Classes: 10:00-11:30am TuTh, 634 SR1
Prerequisite: Credit for or concurrent enrollment in MATH 1432.
Course description
- Syllabus: see the department page of syllabi for the HTML or PDF versions
Instructor: Andrew Török
- Office: 672 PGH
- Phone: (713) 743-3478
- E-mail: see the home-page
- Office hours: see the home-page
Grader: Sukhlal Ramharack
Extra (free) help:
- Tutoring offered by the Math Dept: CASA, 222 Garrison Gym, http://www.casa.uh.edu/casa/ (look under Tutoring Center)
- Learning Support Services, 321 Social Work Bldg, phone (713) 743-5411, http://las.uh.edu/lss/ (see Tutoring; Math 2331 used to be Math 2431)

Examinations

The syllabus suggests that the three tests be given after Chapters 2, 4 and 6. We will follow this, with a possible exception for the third test.

Exam I: Oct. 2, Thursday
- The exam will cover the first two chapters.
- There is no problem involving MATLAB on the exam.
- Please bring your student I.D.
- It will be a closed book exam.
- No calculators.
- A list with review problems is here.
- Review: Thursday, Sep. 25. We will discuss the review problems, and any questions you might have.
- Approximate results:
  - 59 students took the test
  - average: 73/100
  - min, quartiles, max: 14, 63, 74, 83.5, 100 (i.e, there are about 25% of students in each of these four intervals).

Assignments

The problems below are from the textbook. Please write the solutions on separate pages (i.e., do not hand in a note-book), and STAPLE the pages together.
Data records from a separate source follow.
PR #837, opened 2022-07-28
Testing and fixing array operation expressions

czgdp1807:
Closes https://github.com/lcompilers/lpython/issues/868

### DIFF
--- a/integration_tests/array_expr_01.py
+++ b/integration_tests/array_expr_01.py
@@ -1,0 +1,41 @@
+from ltypes import i32, f32, f64
+from numpy import empty, reshape, int32, float64
+
+def array_expr_01():
+    dim1: i32
+    dim2: i32
+    dim3: i32
+    dim1d: i32
+    i: i32
+    shape1d: i32[1] = empty(1, dtype=int32)
+    shape3d: i32[3] = empty(3, dtype=int32)
+    eps: f64
+    eps = 1e-12
+
+    dim1 = 10
+    dim2 = 10
+    dim3 = 5
+    dim1d = dim1 * dim2 * dim3
+
+    e: f64[10, 10, 5] = empty((dim1, dim2, dim3), dtype=float64)
+    f: f64[10, 10, 5] = empty((dim1, dim2, dim3), dtype=float64)
+    g: f64[500] = empty(dim1d, dtype=float64)
+    e1d: f64[500] = empty((dim1d), dtype=float64)
+    f1d: f64[500] = empty((dim1d), dtype=float64)
+
+    for i in range(dim1d):
+        e1d[i] = float(i + 1)
+        f1d[i] = float(i + 1)
+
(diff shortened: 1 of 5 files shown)


integration_tests/array_expr_01.py
```diff
@@ -0,0 +1,42 @@
...
+    eps: f64
+    eps = 1e-12
+
+    dim1 = 10
+    dim2 = 10
+    dim3 = 5
+    dim1d = dim1 * dim2 * dim3
+
+    # TODO: Replace with dim1, dim2, dim3 in array type annotations
+    e: f64[10, 10, 5] = empty((dim1, dim2, dim3))
```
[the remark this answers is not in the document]
certik: Arguements are allowed. Variables cannot be allowed, because, as you said, they are not initialized.

Constant variables / parameters can be allowed. They are allowed in LFortran. LPython currently does not support constant variables, but eventually it will, and then we can use those as well.

integration_tests/array_expr_01.py
```diff
@@ -0,0 +1,42 @@
...
+from numpy import empty, reshape
+
+def array_expr_01():
+    dim1: i32
+    dim2: i32
+    dim3: i32
+    dim1d: i32
+    i: i32
+    shape1d: i32[1] = empty(1, dtype=int)
+    shape3d: i32[3] = empty(3, dtype=int)
```
certik, line 11: I think we have to set these types to int32, where `int32` is imported from NumPy.
```suggestion
    shape1d: i32[1] = empty(1, dtype=int32)
    shape3d: i32[3] = empty(3, dtype=int32)
```

integration_tests/array_expr_01.py
certik, line 21: This might be the default for `empty`, so not strictly needed, but should not hurt:
```suggestion
    e: f64[10, 10, 5] = empty((dim1, dim2, dim3), dtype=float64)
```

integration_tests/array_expr_02.py
```diff
@@ -0,0 +1,37 @@
...
+        assert abs(array_a[i]**2 + sqrt(array_b[i]) - result[i]) <= eps
+
+def f():
+    i: i32
+    j: i32
+    k: i32
+
+    array_a: f32[256] = empty(256)
+    array_b: f32[256] = empty(256)
+    array_c: f32[256] = empty(256)
```
certik, line 25: Here we need this:
```suggestion
    array_a: f32[256] = empty(256, dtype=float32)
    array_b: f32[256] = empty(256, dtype=float32)
    array_c: f32[256] = empty(256, dtype=float32)
```
Otherwise CPython would use a different type than LPython.

czgdp1807:
@certik I have addressed your comments. Is there anything else to be updated here?

certik (approved):
Looks great!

LATE homeworks will receive a 20% penalty. I should receive them during the class following the one when the HW was due.

Some of the problems have the answer or a hint in the textbook. If you have to hand in such a problem, you are welcome to use the hint but have to still write a complete solution.
For problems that require Matlab, you can either hand in the printed Matlab computations, or a hand written copy of them.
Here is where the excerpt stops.